An educational implementation of a language model in PHP in a very basic and easy way.

Primary LanguagePHPGNU General Public License v3.0GPL-3.0

LM-nGram-with-php

This project is an easy and educational implementation of a language model in PHP, specifically based on a Markov Chain. In simple terms, a Markov Chain involves predicting the next step in a sequence based only on the current step, without taking into account the history of previous steps. In the case of a language model, this means predicting the next word based on the preceding words.

This repository contains an educational implementation of a language model in PHP. The code demonstrates how to construct, train, and use an n-gram language model for text generation.

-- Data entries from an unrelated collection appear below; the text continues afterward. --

PR #1508, opened 2018-12-05
[HAMMER] Switch zh-Hans-CN translation identification string to delimiting dashes

AllenBW:
fixes https://bugzilla.redhat.com/show_bug.cgi?id=1655584

Looks like when we pull down translations `-` are changing to `_` which breaks this translation, but no longer! Though something to watch out for in the future...


himdel:
Aah, good catch but the wrong place to fix it.

The problem is that rails is using a different dash/underscore convention than .. everybody else, so we're manually transforming the locale string coming from rails.

And that code likely never expected 2 of those in the same locale.

(Or, to put it differently, `zh_CN` is a valid locale, `zh-Hans-CN` is *something*.)

mzazrivec:
https://github.com/ManageIQ/manageiq-ui-service/commit/2f356c85db60604ac26ccc711f8687b03d91ce83

himdel:
The problem:

```
jq 'keys' client/gettext/json/manageiq-ui-service.json > locales
jq 'keys' client/gettext/json/available_languages.json > available

diff -Naur locales available
```

```diff
--- locales	2018-12-05 13:45:39.914921612 +0000
+++ available	2018-12-05 13:45:43.606947052 +0000
@@ -5,8 +5,8 @@
   "ja",
   "ko",
   "nl",
+  "pt-BR",
   "pt-PT",
-  "pt_BR",
-  "zh-TW",
-  "zh_Hans_CN"
+  "zh-Hans-CN",
+  "zh-TW"
 ]
```

(Whereas on master, the diff is empty.)

mzazrivec:
So we just need to update `available_languages.json`, correct?

himdel:
And `client/gettext/json/available_languages.json` is an auto-generated file... `config/available-languages.js`.

So.. you should be able to run `yarn run available-languages` to get this fixed.

AllenBW:
Oh, darn, saw the bz comment before this, doing doing...

AllenBW:
hmmm running `yarn available-languages`  generates 

```
{"es-ES":"","es":"locale_name","fr":"Français","ja":"locale_name","ko":"","nl":"","pt_BR":"Português (Brasil)","pt-PT":"","zh_Hans_CN":"locale_name","zh-TW":""}
``` 
which for sure isn't gonna work

himdel:
Oh well :(.

@mzazrivec will have to fix that.

Every single locale must have a `locale_name` string that translates to the name of that locale. That's used by the script to generate those.

Seems like half the language don't have that string at all, and the other half translates it as `locale_name` .

AllenBW:
This is because translators didn't include the locale_name in the translation files, most of the time `locale_name` was entered as the translation 😭

himdel:
Yup, exactly :(

mzazrivec:
I just updated / fixed `locale_name` in Zanata for `es fr ja pt-BT zh-Hans-CN` locales (hammer branch).

mzazrivec:
So I think what needs to be done is download latest po catalogs from Zanata (with my changes), compile them (into json format) and update `available_languages.json`.

AllenBW:
closing in favor of #1509

PR #1509, opened 2018-12-05
[HAMMER] Fix locale names for hammer

mzazrivec:
This PR:
* contains updated catalogs with fixed `locale_name`
* contains compiled catalogs
* contains updated `available_languages.json`

@AllenBW @himdel 

https://bugzilla.redhat.com/show_bug.cgi?id=1655584


mzazrivec:
@himdel @AllenBW for some reason, switching the UI locale to any of `es fr ja` works correctly. Switching to either `pt-BT` or `zh-Hans-CN` fails :-/

himdel:
> Switching to either pt-BT or zh-Hans-CN fails :-/

Makes sense, both still use underscores in `available_languages` but dashes in the translation.
Need to make sure the keys match.

mzazrivec:
> > Switching to either pt-BT or zh-Hans-CN fails :-/
> 
> Makes sense, both still use underscores in `available_languages` but dashes in the translation.
> Need to make sure the keys match.

`available_languages.json` contains `pt_BR`, so does `manageiq-ui-service.json` (the file that matters here). So what needs to match with what here?

AllenBW:
maybe we need to 🔪 https://github.com/ManageIQ/manageiq-ui-service/commit/2f356c85db60604ac26ccc711f8687b03d91ce83 ?

himdel:
Aah, yeah, exactly... it will only match if both are dashes. If both are underscores, that code breaks it.

mzazrivec:
The true fix here was to fix language codes in the `.po` catalogs: from `pt_BR` to `pt-BR` and from `zh_Hans_CN` to `zh-Hans-CN`.

Now things should work correctly.

PR #296, opened 2016-10-28
Enhancement/251 migrate from bower to npm

AllenBW:
☠️  bower, long live bower 👑 

Re-configures process for adding dependencies, need to add documentation on this, was thinking of starting a `guides` folder in where I can explain the process (long story short npm install, add fep location in the stylesheet.html or javascript.html, update test config dependencies to reflect)

Renames a number of gulp tasks to better align with actual function
Removes a number of unnecessary gulp tasks relating to building the test environment

End of the day, not much changed here! Though I would love some 👀 from the following :godmode: :
@chriskacerguis @himdel @jeff-phillips-18 @dtaylor113 

closes #251

PR #1517, opened 2019-01-04
Drop /server, and dependencies, not used anymore

himdel:
`server/app.js` is not being used anymore, since `yarn run start` just runs `webpack-dev-server` instead.

This seems to have been the case since somewhere between https://github.com/ManageIQ/manageiq-ui-service/pull/296 (drops the `start` script running `server/app.js`) and https://github.com/ManageIQ/manageiq-ui-service/pull/415 (adds a `start` script running `webpack-dev-server`).

Removing the old server, and its dependencies... and updating the skin-sample to be able to live without `server/`.

### DIFF
--- a/docs/contributing.md
+++ b/docs/contributing.md
@@ -16,7 +16,8 @@ If you would like to run unit tests for the project, you can run
 If you would like to run the integration tests locally for the project please be sure to first have a running copy of the frontend and a running backend server.  You can either use a ManageIQ backend or test with our Mock API running locally.  These are the commands to launch the frontend and our mock api
   
 ``` yarn start ```  (Starts a frontend web server - Port 3001)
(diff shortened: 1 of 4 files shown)


AllenBW:
LOVE THIS!!! less is more for sure @himdel well the only real place [it is being used is here](https://github.com/ManageIQ/manageiq-ui-service/blob/1d69877e0e4195830b3f81fbbad501338f7679f7/package.json#L24-L25)

but we could 🔨 those two, cuz no one uses `start:all` could also get rid of `start:mock-api` 🤔

himdel:
Ooh, I missed those, sorry O:-).

Ok, so, you're positive nobody is using those? I can just drop them too...

himdel:
..and done :)

PR #649, opened 2024-06-11
Ming: Clean up the unavailable GBFS feeds

gongmingqm10:
Remove some GBFS feeds for Neuron Mobility. Neuron Mobility GBFS feeds have been under the abnormal traffic attack in the last couple months. And as a result, we have to stop the public GBFS for now. For accessing some of the data, we will need to use a simple API token to temporarily give access with.


richfab (approved):
LGTM
Sorry to hear that Neuron Mobility GBFS feeds have been under abnormal traffic attack.
I hope this gets resolved and that you can add the feeds back in the catalog.
Thank you 🙏

PR #666, opened 2024-07-22
De-duplicate invalid `System ID` in `systems.csv`

richfab:
## Context
This PR is in preparation of https://github.com/MobilityData/gbfs/issues/664 to add a column named `ID` in `systems.csv`.

## What's Changed
- 7 edits: Updated the value of `System ID` in `systems.csv` for 7 feeds from LINK to match the value of `system_id` in `system_information.json` in the corresponding GBFS feed.
- 16 deletions:
    - Removed 15 LINK systems as they shutdown operations in the U.S. 
    - Removed a duplicate feed for Bicing Barcelona. Chose to keep the one with the correct value in the 'Name' column. The content of both feeds is identical. Only the URL slightly changes (both are from PBSC).


mplsmitch:
As far as I know all of the US based LINK systems shutdown on Dec 31st, 2023 - unfortunately they did not stop publishing so it looks like these are now zombie feeds. When  I look at `free_bike_status`, they're empty or nearly empty.  I think this may also be true of the  European LINK systems.

richfab:
Thank you @mplsmitch. I removed all LINK feeds in the US.

Shutdown of LINK operations in the U.S. on Dec 31 2024 ([TechCrunch](https://techcrunch.com/2023/12/15/scooter-startup-superpedestrian-shutting-down-us-operations-explores-sale-of-europe-business/)).

isabelle-dr (approved):
lgtm!

PR #688, opened 2024-10-08
Deprecation of v1.1

mplsmitch:
Ending support for v1.1, 180 days after the official release of v3.0

 From the documentation:
 

> Supported versions SHALL NOT span more than two MAJOR versions. Past versions that are beyond the two most recent MAJOR versions will be deprecated 180 days after the latest MAJOR version becomes official.

It's now been 180 days since v3.0 became the official release so v1.1 should be deprecated.

- [x ] No

README and version v1.1


richfab (approved):
LGTM. Thank you @mplsmitch!

PR #695, opened 2024-10-21
Remove duplicate feed in systems.csv for Bergen City Bike

richfab:
## Problem
There is a duplicate GBFS feed in [systems.csv](https://github.com/MobilityData/gbfs/blob/master/systems.csv) for Bergen City Bike.

## What's Changed
Removed the feed from the aggregator (Entur) to keep only the upstream feed from the operator (Urban Sharing).

Thank you @merjakaj for raising this issue 🙏


isabelle-dr (approved):
LGTM

PR #699, opened 2024-10-23
Best practice regarding URLs and version upgrades

### LINKED ISSUE #655: Good practice regarding URLs and version upgrades
Hello,

We're wondering about the recommended practice regarding GBFS versions in the URL and version upgrades.

Imagine you have `example.com/gbfs/gbfs.json` at 3.0 with `gbfs_versions` containing links to other versions (such as `example.com/gbfs/2.3/gbfs.json`).

You now upgrade your main GBFS version to 3.1. Reusers can be surprised by your move and it now breaks their app.

- Should `example.com/gbfs/gbfs.json` switch to 3.1 silently?
- Should producers always include the version in the URL (and avoid URLs like `example.com/gbfs/gbfs.json`)
- Should producers have URLs like `example.com/gbfs/latest/gbfs.json` which can lead to silent version upgrades

richfab:
Fixes https://github.com/MobilityData/gbfs/issues/655

#### **What problem does your proposal solve?**
When a GBFS producer upgrades their feed to a MAJOR version without changing the feed URL, it can break consuming applications.

Add a best practice in the spec to recommend that feed URLs contain the MAJOR version number. eg: https://www.example.com/gbfs/v3/gbfs.json

- [ ] Yes 
- [x] No
- [ ] Unsure

It does not affect the content of the files, only the URL of the files.

Thank you @AntoineAugusti for raising this issue 🙏

### DIFF
--- a/gbfs.md
+++ b/gbfs.md
@@ -79,7 +79,11 @@ geofencing_zones.json <br/>*(added in v2.1)* | OPTIONAL | Geofencing zones and t
 
 ## Accessibility
 
-Datasets SHOULD be published at an easily accessible, public, permanent URL. (for example, https://www.example.com/gbfs/v3/gbfs.json). The URL SHOULD be directly available without requiring login to access the file to facilitate download by consuming software applications.
+Datasets SHOULD be published at an easily accessible, public, permanent URL. 
+
+The URL SHOULD contain the MAJOR version number. If upgrading to a MINOR version, the URL SHOULD NOT change. (for example, https://www.example.com/gbfs/v3/gbfs.json). 
+
+The URL SHOULD be directly available without requiring login to access the file to facilitate download by consuming software applications.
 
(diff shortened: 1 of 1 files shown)


isabelle-dr (approved):
LGTM. 

Regarding not including the minor version in the URL; I see many feeds that don't follow this in systems.csv. 
Should we do the following:
- contact them to let them know if this new Best Practice
- add this to the validator (acknowledging this might be a bit of a clunky validation)

richfab:
Good point. 10% of the feeds in systems.csv include the MINOR version number in their URL.

I added both strategies to the MobilityData product backlog. Thanks @isabelle-dr 🙏

isabelle-dr:
@richfab 
I am also wondering if this section should be renamed Dataset Publishing & General Practices
[example for GTFS](https://gtfs.org/documentation/schedule/reference/#dataset-publishing-general-practices) and maybe have it above the "Files" section to increase its visibility.

richfab:
I added this idea to the MobilityData product backlog as well. Good point! Thanks

PR #721, opened 2025-01-17
Fix requirement of lat/lon for virtual stations

### LINKED ISSUE #719: Inconsistency on virtual station
Greetings,

I noticed what seems to be an inconsistency in the definition of station_information.json.
For the field `is_virtual_station` we have: 

> `true` - The station is a location without smart docking infrastructure. the station may be defined by a point (lat/lon) **and/or** station_area (below).

But we also have for the field `station_area`:

> If lat/lon and station_area are both defined, the lat/lon is the significant coordinate of the station

But it is currently not possible to set `lat/lon` to null. This mean that even if we want to define only `station_area`, we are forced to define `lat/lon` that become the significant coordinate.

In my opinion, the solution is to be able to set `lat/lon` to null, because even if it possible to define a virtual station with only a single coordinate it should also be possible to defined a virtual station with only a set of coordinates.

You'll also need to make sure that either `lat/lon` or `station_area` is supplied and not null.

UPDATE: The consensus is to remove lat/lon OPTIONAL in `is_virtual_station` field because consumers rely on lat/lon.

- [ ] Yes 
- [x] No
- [ ] Unsure

richfab:
#### **What problem does your proposal solve?**
Fixes https://github.com/MobilityData/gbfs/issues/719

The `is_virtual_station` field indicates that `lat/lon` are OPTIONAL when the `station_area` field is defined.

It causes an inconsistency with `lat/lon` fields in the same file which are REQUIRED values.

Remove  `lat/lon` OPTIONAL in `is_virtual_station` field.

- [ ] Yes 
- [x] No
- [ ] Unsure

There is no vote needed since this is a clarification of the spec, not a change to a field.

station_information.json

Note that the [JSON schemas](https://github.com/MobilityData/gbfs-json-schema/blob/master/v3.0/station_information.json#L270) are not affected by the inconsistency. Which means they don't need to be updated and neither do the [validator](https://gbfs-validator.mobilitydata.org/) and the [models](https://github.com/MobilityData/gbfs-json-schema/tree/master/models) since they are based on the JSON schemas.

Thank you @Yaronn44 for raising this issue 🙏


davidgamez (approved):

fredericsimard (approved):
LGTM!

PR #765, opened 2025-06-05
Rename 'levélo - Marseille' and 'Citiz Métrople Lyon'

richfab:
## Context
Related to https://github.com/MobilityData/mobility-feed-api/issues/1238: When searching a GBFS feed by city, some feeds are not returning.

For example, searching for "Marseille" should return "Levélo" feed. This is a known issue in our admin levels we have for France in our database.

A closer look reveals that the correct name for "Levélo" in [system_information.json](https://gbfs.omega.fifteen.eu/gbfs/2.2/marseille/en/system_information.json) is "levélo - Marseille", which would allow the feed to be returned when searching by city.

## What's Changed
Edited 2 feeds with the correct values from their system_information.json files:

- Renamed "Levélo" feed to "levélo - Marseille" (matches value in [system_information.json](https://gbfs.omega.fifteen.eu/gbfs/2.2/marseille/en/system_information.json))
- Renamed "Citiz LPA" feed to "Citiz Métrople Lyon" and updated the `system_id` to "citiz_metropole_lyon" (matches values in [system_information.json](https://backend.citiz.fr/public/provider/3/gbfs/v3.0/system_information.json))


fredericsimard (approved):
LGTM!

PR #770, opened 2025-06-30
Fix vehicle availability example (Datetime)

richfab:
### Context
The endpoint `vehicle_availability.json` was added in [v3.1-RC2](https://github.com/MobilityData/gbfs/releases/tag/v3.1-RC2) but there was a typo in the example.

### What's Changed
Fixed the values in the example of the new endpoint `vehicle_availability.json` to be Datetime.

Before: "2024-12-24T08:15Z"
After: "2024-12-24T08:15:00Z" (added missing seconds :00 before Z)

### DIFF
--- a/gbfs.md
+++ b/gbfs.md
@@ -1178,11 +1178,11 @@ Field Name | REQUIRED | Type | Defines
         ],
         "availabilities": [
           {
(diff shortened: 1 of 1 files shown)


fredericsimard (approved):
LGTM!

PR #794, opened 2025-08-06
Move Dott-as to Norway

evertheylen:
While there is a city in Belgium named "As", the Dott bikes are actually in Norway (also in a city named "As").


richfab (approved):
Hello @evertheylen,
Thank you for this update 🙏 Merging now.
Fabien (MobilityData)

PR #798, opened 2025-09-25
nextbike - Update systems.csv

zimmerling:
Hello, 
after a long break due to a broken automation, we are updating our endpoints again. 
As before, we have two separate commits. The first one only sorts the existing systems and the second one updates our own systems.


mplsmitch:
@zimmerling I'm seeing a lot of errors, it looks like your automation predates changes to the columns in the systems.csv file. You can find all the current field definitions [here](https://github.com/MobilityData/gbfs?tab=readme-ov-file#systems-catalog---systems-implementing-gbfs)

zimmerling:
@mplsmitch, I'm sorry. I've fixed the errors and hope everything is OK now.

mplsmitch (approved):

PR #1236, opened 2019-07-30
Move SignalR app to benchmarks

BrennanConroy:
Still need to test this


davidfowl:
> Still need to test this

Time for PR checks?

BrennanConroy:
Tested it, fixed path and now it works.

BrennanConroy:
Added to sln, made it run locally, and changed to using endpoint routing

PR #1284, opened 2019-08-08
add a sample template app that can be reused by others

adamsitnik:
@sebastienros


adamsitnik:
@sebastienros I've added the missing docs with sample investigation. The PR is ready for review.

@danmosemsft this should make it much easier for the CoreFX Team members to use ASP.NET Perf lab. PTAL at the doc.

src/BenchmarksApps/Samples/Template/Controllers/StringComparerController.cs
```diff
@@ -0,0 +1,24 @@
+﻿using System;
+using System.Collections.Generic;
+using Microsoft.AspNetCore.Mvc;
+
+namespace Template.Controllers
+{
+    [Route("api/[controller]")]
+    [ApiController]
+    public class StringComparerController : ControllerBase
```
sebastienros: I think we should use a piece of middleware instead, of endpoint routing, to remove the mvc stack that could add a lot of noise to the profile. Endpoint routing might be the easiest way, so the dev would just edit the Startup file to edit the code to run.

sebastienros: It would look like this:

```csharp
routeBuilder.Map("InvariantCultureIgnoreCase/{count}", context =>
{
    var count = context.GetRouteValue("count");
    return context.Response.WriteAsync($"Hi! {count}");
});
```

src/BenchmarksApps/Samples/Template/Startup.cs
```diff
@@ -0,0 +1,41 @@
...
+            if (env.IsDevelopment())
+            {
+                app.UseDeveloperExceptionPage();
+            }
+
+            app.UseRouting();
+
+            app.UseEndpoints(endpoints =>
+            {
+                endpoints.MapControllers();
```
sebastienros: This is where the endpoints would be defined.

src/BenchmarksApps/Samples/Template/Template.csproj
```diff
@@ -0,0 +1,12 @@
+﻿<Project Sdk="Microsoft.NET.Sdk.Web">
+
+  <PropertyGroup>
+    <TargetFramework>netcoreapp3.0</TargetFramework>
+  </PropertyGroup>
+
+  <ItemGroup>
+    <FrameworkReference Update="Microsoft.AspNetCore.App" RuntimeFrameworkVersion="$(MicrosoftAspNetCoreAppPackageVersion)" />
```
sebastienros: Should it be conditioned in order to work locally? Or are these values already defined by the sdk?

src/BenchmarksApps/Samples/Template/Startup.cs
```diff
@@ -0,0 +1,41 @@
...
+        {
+            Configuration = configuration;
+        }
+
+        public IConfiguration Configuration { get; }
+
+        // This method gets called by the runtime. Use this method to add services to the container.
+        public void ConfigureServices(IServiceCollection services)
+        {
+            services.AddControllers()
```
sebastienros: This is unnecessary with endpoint routing

adamsitnik:
@sebastienros I've updated the PR,  PTAL. And you were right, middleware has much smaller overhead. 👍

src/BenchmarksApps/Samples/Template/Template.csproj
adamsitnik: I am not sure. From CoreFX team member perspective I don't want to run it locally, only using the ASP.NET Perf lab

sebastienros: Until someone wants to run it locally in order to debug what is not working on the server. Conditioning it is easy, I can commit the change to your PR if your are ok with that.

src/BenchmarksApps/Samples/Template/Program.cs
```diff
@@ -0,0 +1,17 @@
...
+    public class Program
+    {
+        public static void Main(string[] args)
+        {
+            CreateWebHostBuilder(args).Build().Run();
+        }
+
+        public static IWebHostBuilder CreateWebHostBuilder(string[] args) =>
+            WebHost.CreateDefaultBuilder(args)
+                .UseStartup<Startup>();
```
sebastienros: Are you ok if I disable logging here also, such that it becomes opt-in (and documented) as logging adds some significant allocations (AsyncLocal to create scopes).

sebastienros: The idea is that there is the least noise to the actual benchmarks.

adamsitnik: another good idea, I've disabled the logging. The RPS went from 200k to 230k ;)

src/BenchmarksApps/Samples/Template/Template.csproj
adamsitnik: > I can commit the change to your PR if your are ok with that.

I think that it would be the best option since I simply don't know what exactly to change.

PR #1333, opened 2019-08-19
Use Npgsql EF Core 3.0.0-preview8

roji:
Also update EF microbenchmark SDK to preview8


roji:
Note that this depends on Npgsql 4.1.0-preview1, which probably still contains the perf regression @sebastienros identified in the nullability work. I hope to concentrate on that very soon.

/cc @ajcvickers

PR #1340, opened 2019-08-23
Fix Npgsql perf regression

roji:
By depending on 4.1.0-ci.2164


benaadams:
@roji Should TE be updated to pick this up? https://github.com/TechEmpower/FrameworkBenchmarks/blob/master/frameworks/CSharp/aspnetcore/PlatformBenchmarks/PlatformBenchmarks.csproj

PR #1374, opened 2019-09-10
Add small-single-exe scenarios

rynowak:


sebastienros:
Copy the `scenarios-frameworks.sh` file to `scenarios-singleexe.sh`, and replace the jobs with yours. Add the execute attribute in git.
Then in the command line at the bottom remove `--self-contained`.

rynowak:
updated

PR #1417, opened 2019-09-20
Add timeout to gRPC worker

JamesNK:


src/BenchmarksClient/Workers/GrpcWorker.cs
```diff
@@ -197,7 +199,13 @@ public async Task StartJobAsync(ClientJob job)
             cts.Token.WaitHandle.WaitOne();
 
             Log($"Waiting for call tasks to complete");
-            await Task.WhenAll(callTasks);
+
+            // Ensure calls never cause worker to hang with a timeout
+            var timeoutTask = Task.Delay(duration * 5);
+            if (timeoutTask == await Task.WhenAny(timeoutTask, Task.WhenAll(callTasks)))
+            {
+                _job.Error += Environment.NewLine + "Calls did not complete in a timely manner.";
```
JamesNK: If there is any error text will there be any notification?

sebastienros: Yes, but the job needs to end with the Completed state still.

PR #1424, opened 2019-10-02
Adding custom tags in bot

sebastienros:
/cc @halter73 @jkotalik @anurse @BrennanConroy


src/BenchmarksBot/Tags.cs
```diff
@@ -0,0 +1,99 @@
...
+            {"Plaintext-FastHttp", new Tags { Labels = new [] { "" } } },
+            {"Plaintext-NodeJs", new Tags { Labels = new [] { "" } } },
+            {"PlaintextNonPipelined", new Tags { Labels = new [] { "area-servers" } } },
+            {"PlaintextNonPipelinedLogging", new Tags { Labels = new [] { "" } } },
+            {"PlaintextNonPipelinedLoggingNoScopes", new Tags { Labels = new [] { "" } } },
+            {"PlaintextPlatform", new Tags { Labels = new [] { "" } } },
+            {"ResponseCachingPlaintextCached", new Tags { Labels = new [] { "area-middleware" } } },
+            {"ResponseCachingPlaintextResponseNoCache", new Tags { Labels = new [] { "area-middleware" } } },
+            {"ResponseCachingPlaintextRequestNoCache", new Tags { Labels = new [] { "area-middleware" } } },
+            {"ResponseCachingPlaintextVaryByCached", new Tags { Labels = new [] { "area-middleware" } } },
```
BrennanConroy:
```suggestion
            {"ResponseCachingPlaintextVaryByCached", new Tags { Labels = new [] { "area-middleware" } } },
            {"SignalRBroadcast", new Tags { Labels = new [] { "area-signalr" } } },
            {"SignalREcho", new Tags { Labels = new [] { "area-signalr" } } },
            {"SignalREchoAll", new Tags { Labels = new [] { "area-signalr" } } },
```

src/BenchmarksBot/Tags.cs
```diff
@@ -0,0 +1,99 @@
...
+            {"DbSingleQueryEf", new Tags { Labels = new [] { "" } } },
+            {"DbSingleQueryRaw", new Tags { Labels = new [] { "" } } },
+            {"EndpointPlaintext", new Tags { Labels = new [] { "area-mvc" } } },
+            {"FortunesPostgreSql-Actix", new Tags { Labels = new [] { "" } } },
+            {"FortunesPostgreSql-FastHttp", new Tags { Labels = new [] { "" } } },
+            {"FortunesPostgreSql-NodeJs", new Tags { Labels = new [] { "" } } },
+            {"HttpClient", new Tags { Labels = new [] { "area-httpclientfactory" } } },
+            {"HttpClientFactory", new Tags { Labels = new [] { "area-httpclientfactory" } } },
+            {"HttpClientParallel", new Tags { Labels = new [] { "area-httpclientfactory" } } },
+            {"Json", new Tags { Labels = new [] { "" } } },
```
anurse: We should probably assign *some* kind of label for all the issues, otherwise they'll end up in the routing queue and some human will have to route them anyway. Maybe we need an `area-perf` for other things and we cover that in the perf sync?

sebastienros: Ok with adding `area-perf` as a default, though it wouldn't add more value than the new default label we are also adding with this pr (`perf`, `perf-xyz-reason`).

I will start with what is there, and now it will be easy to just change what is created.

I am also thinking of adding more properties to this metadata class, like which script name is used in the jenkins so we can generate direct links, or anything else we would like to see in each issue related to a scenario.

anurse: The only value it would add is that the routing logic (MikLabel) literally checks for labels starting `area-`.

PR #1425, opened 2019-10-04
Add Crossgen2 scenario to benchmarks

nattress:
Add the aggressively linked, IBC-tuned, version bubbled crossgen2
compilation scenario to the benchmark lab runs.


nattress:
@rynowak PTAL

src/Benchmarks/link-a-thon.api-template.json
```diff
@@ -74,5 +74,8 @@
     "Source": {
       "Project": "src/GrpcService/GrpcService.csproj"
     }
+  },
+  "LinkAThonTrimmedAndR2RSingleFileWithTrimListCrossgen2": {
```
rynowak: I'll update the zip and try this out before merging.

sebastienros: Try to create names that are more concise. Like `LinkAThonTrimmedR2RSingleCrossgen2`

But technically it doesn't matter so it's just a question of preference.

sebastienros:
Should add the scenario in the script too

PR #1430, opened 2019-10-29
Add PR benchmarking infrastructure

halter73:
TODO:
- Use the Generic Host, appsettings.json, etc...
- Comment when starting benchmark run, and edit later.

Part of https://github.com/aspnet/AspNetCore/issues/14867


src/PRJobProducer/Program.cs
```diff
@@ -0,0 +1,359 @@
...
+                    }
+                }
+
+                return 0;
+            });
+
+            return app.Execute(args);
+        }
+
+        private static async IAsyncEnumerable<PullRequest> GetPRsToBenchmark(GitHubClient client, string botLoginName)
```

It's a simple but good example for understanding the basics of Natural Language Processing (NLP) and how statistical language models work.

The model is trained on a text file with the 7 books of Harry Potter, serialized for future use, and then used to generate new sentences based on the probabilities of word sequences in the training data.

How to use

First extend memory_limit in your php.ini to 10240M (10gb) aprox. and also max_execution_time to 300 seconds.

In the first run if there is no "trained" file in the directory it will train the model, it could take some time, depending on your hardware.

You can adjust the value of the $ngrams variable prior to running the model.

This value determines the size of the word sequences (n-grams) the model uses for training and prediction, based on the preceding word. Please note that the number of possibilities grows exponentially with the value of n-grams, so caution is advised when setting this variable.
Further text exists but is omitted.